These considerations are quite plain when we think about physical health. We have established baselines of what is and is not conducive to the normal functioning of our bodies. When it comes to mental health, however, the baselines are quite blurred. The trouble stems from the foundation of modern psychology in the subjective reporting and interpretation of subjects. I think, therefore it is.

How else can we get into someone’s head by listening to them talk about it? Well, there really isn’t any other way.

However, this does not mean that our thoughts dictate our reality. “I think therefore it is,” is as hopeless a thought as “I created that which I speak.” Much of contemporary psychology has lost sight of the objective nature of reality in the subjective worlds of people’s minds. This is reflected in the latest edition of the Diagnostic and Statistical Manual of Mental Disorders (DSM5) which removed the sexual identity disorders of the early DSM4.

Why was this done? I am sure political pressures and financial expediencies played some role, but there is also surely a shift in the supporting science.

The issue is that psychology cannot change the facts. A man will always be a man no matter what mutilation is performed on his body. His masculinity is encoded not only in his DNA but also in his soul. The same is true of women, they will always be women no matter how we try to make them into men.

These people are suffering not from being in the wrong physical form, but from confusion about what it means to be a man or woman; and likely from issues of self-image. The same sort of danger is arising in aspects of the body-positive movement which wants to affirm morbid obesity as a normal, healthy human condition. Any time we set people in opposition to an unchangeable reality we are setting them up for painful failure. It is no different than convincing some poor soul to punch through a mountain of granite.

God created this world to run in one particular way, He said it shall be so, and the Bible says of God’s decrees. See Psalm 119:89: “For ever, O LORD, thy word is settled in heaven.”

We creatures have no right nor ability, either individually or collectively, to overturn what God has enacted. We cannot shift our chromosomes, re-engineer our bodies to function differently, revoke gravity, or cause the Sun to revolve around the Earth. When we keep trying to do those things we are fitting ourselves into the definition of insanity.

Surely, it is better to accept the things we cannot change and to deal with the thoughts and feelings that prevent us from accepting them. That is a task we might succeed in. Now the patient is not likely to enjoy the initial phases of such a treatment, just like no patient enjoys being cut open and exposed. It is a lot easier to just go on living with the illness than to undergo treatment when you do not perceive any ill effects from the illness.

Psychology can play a cruel trick on its patients here by telling them the ill effects are not from mental illness, but from other outside factors. The patient is healthy, everyone else is sick, and that is the source of their pain. In some dystopian future, one might find the sane locked away in institutions while the mentally ill run the world. I do not think that situation would arise due to any evil intentions from psychologists, but rather it would come about from good intentions which are misguided.

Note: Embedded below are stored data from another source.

PR #7388, opened 2025-01-24
Set ui_lang cookie if ui_locale in url param exists

mpmadhavig:
The root cause was the `ui_locale` from the query param is only being processed in the current jsp page. It's not getting passed down. Furthermore we have found that the ui_locale cookie is not getting updated by the url param `ui_locale` value.

This PR sets the `ui_locale` passed from the query param in the cookie.

Pending:
- Validation for the url param value

### Related Issues
- https://github.com/wso2/product-is/issues/22362

Related PRs:
- https://github.com/wso2/identity-apps/pull/7380

### DIFF
--- a/identity-apps-core/apps/recovery-portal/src/main/webapp/includes/language-switcher.jsp
+++ b/identity-apps-core/apps/recovery-portal/src/main/webapp/includes/language-switcher.jsp
@@ -49,7 +49,7 @@
         const computedLocale = computeLocale(localeFromCookie, localeFromUrlParams, browserLocale);
 
         languageSelectionInput.val(computedLocale);
-        setCookieFromUrlParamUiLocale(computeLocale);
+        setUILocaleCookie(computeLocale);
 
         const dataOption = $( "div[data-value='" + computedLocale + "']" );
         dataOption.addClass("active selected")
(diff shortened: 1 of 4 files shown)


identity-apps-core/apps/recovery-portal/src/main/webapp/includes/language-switcher.jsp
```diff
@@ -100,6 +101,15 @@
         document.cookie = name + "=" + (value || "")  + expires + domain + "; path=/";
     }
 
+    /**
+     * Handles language change by setting the `ui_locale` cookie from the url params ui_locale.
+     */
+     function setCookieFromUrlParamUiLocale(computedLocale) {
```
pavinduLakshan, line 107: The function name implies it retrieves the cookie value from the url params and sets the cookie, but what it actually does is setting the cookie with whatever value passed to it. The function body doesn't have anything related to url params.

Therefore let's rename the function as follows,

```suggestion
     function setUILocaleCookie(locale) {
```

and use this function here:

https://github.com/wso2/identity-apps/blob/master/identity-apps-core/apps/recovery-portal/src/main/webapp/includes/language-switcher.jsp#L109#L109-111

That would be much better in terms of readability.

Please update the other files as well. TIA!

mpmadhavig: resolved with e8975caba6a056f36e0fe07faedc223ef8cd0719

pavinduLakshan (dismissed):

brionmario (dismissed):

pavinduLakshan (approved):

PR #7399, opened 2025-01-25
Conditional View Access For Discoverable Applications in MyAccount

DilshanSenarath:
## Purpose
This update will implement the necessary UI changes for discoverable applications based on the groups assigned to the application.

## Related Issue
- https://github.com/wso2/product-is/issues/21848

### UI
image

image

image


modules/i18n/src/translations/en-US/portals/userstores.ts
```diff
@@ -144,6 +144,10 @@ export const userstores: userstoresNS = {
             }
         },
         fetchUserstores: {
+            error: {
+                description: "{{description}}",
```
pavinduLakshan, line 148: This placeholder was used to show the error description returned from backend, but we no longer show the errors returned from the backend and always show a end user friendly generic error message from the frontend.

Therefore, let's add such a description here.

@JayaShakthi97 will be able to provide context on this.

features/admin.applications.v1/models/endpoints.ts
```diff
@@ -29,6 +29,10 @@ export interface ApplicationsResourceEndpointsInterface {
      * Below route is to fetch the dcr configuration from server configurations api.
      */
     dcrConfiguration: string;
+    /**
+     * Below route is to fetch the group data from the application api.
```
pavinduLakshan, line 33: Shall we highlight the fact that group list is retrieved as `metadata` in the doc comment too?

eg:

```suggestion
     * Below route is to fetch the group list as metadata from the application API.
```

features/admin.applications.v1/components/forms/general-details-form/general-details-form.scss
```diff
@@ -0,0 +1,49 @@
...
+ *
+ * Unless required by applicable law or agreed to in writing,
+ * software distributed under the License is distributed on an
+ * "AS IS" BASIS, WITHOUT WARRANTIES OR CONDITIONS OF ANY
+ * KIND, either express or implied. See the License for the
+ * specific language governing permissions and limitations
+ * under the License.
+ */
+
+.application-general-discoverable-groups {
```
pavinduLakshan, line 19: Let's add a parent class to application general sections and wrap discoverable-groups inside it, so that any other application general tab related styles can go under the parent class

eg:

.application-general-settings {
   .discoverable-groups {
   }

   /* any other styles */
}

pavinduLakshan (commented):
Let's add a screenshot/screencast of the final UI once the PR is ready.

PS: Add changeset too :P

modules/i18n/src/translations/en-US/portals/userstores.ts
DilshanSenarath: IMO, there are two types of errors returned from the backend: client errors and server errors. I agree with you that server errors can encompass a wide range of issues (such as SQL-level problems). Therefore, it’s acceptable not to display detailed server errors and instead use a generic error message for all server errors. However, if the error response is a `400`, I don’t think we need to handle it on the frontend by rephrasing the message. If the `400` error message isn’t clear, it should be fixed on the backend since all API users would face the same issue. Thus, it’s better to handle `400` errors and server errors differently. WDYT? @pavinduLakshan @JayaShakthi97 @NipuniBhagya @brionmario

DilshanSenarath: Addressed with https://github.com/wso2/identity-apps/pull/7399/commits/5eaebdd38b239d8c91bc7f8f47d207b8692b4ab2

features/admin.applications.v1/models/endpoints.ts
DilshanSenarath: addressed by https://github.com/wso2/identity-apps/pull/7399/commits/dc902a134667e113b931b40d444624c884e6ddbb

features/admin.applications.v1/components/forms/general-details-form/general-details-form.scss
DilshanSenarath: addressed by https://github.com/wso2/identity-apps/pull/7399/commits/dc902a134667e113b931b40d444624c884e6ddbb

modules/i18n/src/translations/en-US/portals/applications.ts
```diff
@@ -1427,7 +1434,9 @@ export const applications: ApplicationsNS = {
                 }
             },
             managementAppBanner: "The application is allowed to access the management APIs of this " +
-                "organization."
+                "organization.",
+            discoverableGroupsBanner: "Since you haven't selected any discoverable groups, the application will" +
+                " be visible to everyone in the organization."
```
pavinduLakshan, line 1439: WDYT?

```suggestion
            discoverableGroupsBanner: "Having no discoverable groups configured will make the application visible to everyone in the organization from the My Account portal."
```

cc: @himeshsiriwardana

features/admin.applications.v1/api/use-get-groups-metadata.ts
```diff
@@ -0,0 +1,53 @@
...
+        },
+        url: store?.getState()?.config?.endpoints?.groupMetadata
+    };
+
+    const { data, error, isValidating, mutate } = useRequest<Data, Error>(shouldFetch ? requestConfig : null);
+
+    return {
+        data,
+        error: error,
+        isLoading: shouldFetch && !error && !data,
```
pavinduLakshan, line 49: `isLoading` should be automatically resolved by SWR, IINM.

```suggestion
        isLoading,
```

modules/i18n/src/translations/en-US/portals/applications.ts
DilshanSenarath: Ack, will improve the error message

features/admin.applications.v1/api/use-get-groups-metadata.ts
DilshanSenarath: addressed with https://github.com/wso2/identity-apps/pull/7399/commits/e5697e3fa1b04ff0f074d056e7f1665fede01313

modules/i18n/src/translations/en-US/portals/applications.ts
DilshanSenarath: The warning message was removed, and radio options were introduced for an improved user experience.

pavinduLakshan: Just thinking whether we can eliminate the discoverable checkbox with a single radio field like this.

Screenshot 2025-02-26 at 08 22 44

pavinduLakshan (approved):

If there is an area of ill-intent I would locate behind the second fault in our psychology, which is that often presents illnesses as uncurable. The diagnosis of a mental illness has become something of a badge of identification to be worn throughout life. We suffer from depression, as one who suffers from a missing eye.

The condition can be treated, but it cannot be fully removed. To be fair there are clear examples even of mature Christians who never did overcome depression or anxiety fully. There are also many mature believers who never recovered from cancer.

Those cases are justifications for presenting a patient with a more or less hopeless prognosis. If there is no cure, why not get comfortable with this disease and fit our lives to the condition? Now, that sort of thinking is the foundation for a truly miserable life of things like, “I can not do that because I have anxiety,” or “I wish I could go there but my depression prevents it.” The incurable illness becomes to many a chain and anchor to keep them living a diminished life.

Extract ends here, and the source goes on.